• **AIM OF THE EXERCISE**: Every record here needs to be retyped exactly.
(MATERIAL FOR THIS EXERCISE begins)
PR #232, opened 2017-10-20
de-1165 Do not allow space in bioproject name. Refactor to use injection

sri2k1us:


psarando:
Are we sure this is really a bug that needs to be fixed?

I just tested this in prod, and I was able to create a metadata JSON file from a BioProject that has a space in the name (`My BioProjectTest`), and that JSON file passed the metadata validation of the SRA submission app. Also I don't think the name of the folder is used in the submission anyway. Only the metadata on the folders are submitted, and the XSD allows spaces in the project title: https://github.com/iPlantCollaborativeOpenSource/docker-builds/blob/7855c29a03c3cc8b018a1ef0f4f8513b5631b394/ncbi-submit/schemas/SP.common.xsd#L274-L280.

de-lib/src/main/java/org/iplantc/de/diskResource/client/presenters/toolbar/ToolbarViewPresenterImpl.java
```diff
@@ -217,31 +220,29 @@ protected CreateFolderDialog getCreateFolderDialog(Folder selectedFolder) {
...
+                        parentPresenter.onCreateNcbiSraFolderStructure(selectedFolder,
+                                                                       dialog.getProjectTxt(),
+                                                                       dialog.getBiosampNum(),
+                                                                       dialog.getLibNum());
+                        dialog.hide();
+                    }
+                });
+
+                dialog.addCancelButtonSelectHandler(event -> dialog.hide());
+                dialog.show(selectedFolder);
```
ash3rz: Good refactor!  I think I did the same thing in my current open PR or upcoming PR 😄

sri2k1us:
@psarando I will check with Jason Williams but if it is working even with spaces in the folder name, I can just remove the validation code and still use this as a refactor change :)

sri2k1us:
Closing this PR as this issue is not a bug really. All the injection refactors are taken care of by @ash3rz refactor PR.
(MATERIAL FOR THIS EXERCISE ends)
• **RESPONSE FOR THIS EXERCISE**:
PR #232, opened 2017-10-20
de-1165 Do not allow space in bioproject name. Refactor to use injection

sri2k1us:


psarando:
Are we sure this is really a bug that needs to be fixed?

I just tested this in prod, and I was able to create a metadata JSON file from a BioProject that has a space in the name (`My BioProjectTest`), and that JSON file passed the metadata validation of the SRA submission app. Also I don't think the name of the folder is used in the submission anyway. Only the metadata on the folders are submitted, and the XSD allows spaces in the project title: https://github.com/iPlantCollaborativeOpenSource/docker-builds/blob/7855c29a03c3cc8b018a1ef0f4f8513b5631b394/ncbi-submit/schemas/SP.common.xsd#L274-L280.

de-lib/src/main/java/org/iplantc/de/diskResource/client/presenters/toolbar/ToolbarViewPresenterImpl.java
```diff
@@ -217,31 +220,29 @@ protected CreateFolderDialog getCreateFolderDialog(Folder selectedFolder) {
...
+                        parentPresenter.onCreateNcbiSraFolderStructure(selectedFolder,
+                                                                       dialog.getProjectTxt(),
+                                                                       dialog.getBiosampNum(),
+                                                                       dialog.getLibNum());
+                        dialog.hide();
+                    }
+                });
+
+                dialog.addCancelButtonSelectHandler(event -> dialog.hide());
+                dialog.show(selectedFolder);
```
ash3rz: Good refactor!  I think I did the same thing in my current open PR or upcoming PR 😄

sri2k1us:
@psarando I will check with Jason Williams but if it is working even with spaces in the folder name, I can just remove the validation code and still use this as a refactor change :)

sri2k1us:
Closing this PR as this issue is not a bug really. All the injection refactors are taken care of by @ash3rz refactor PR.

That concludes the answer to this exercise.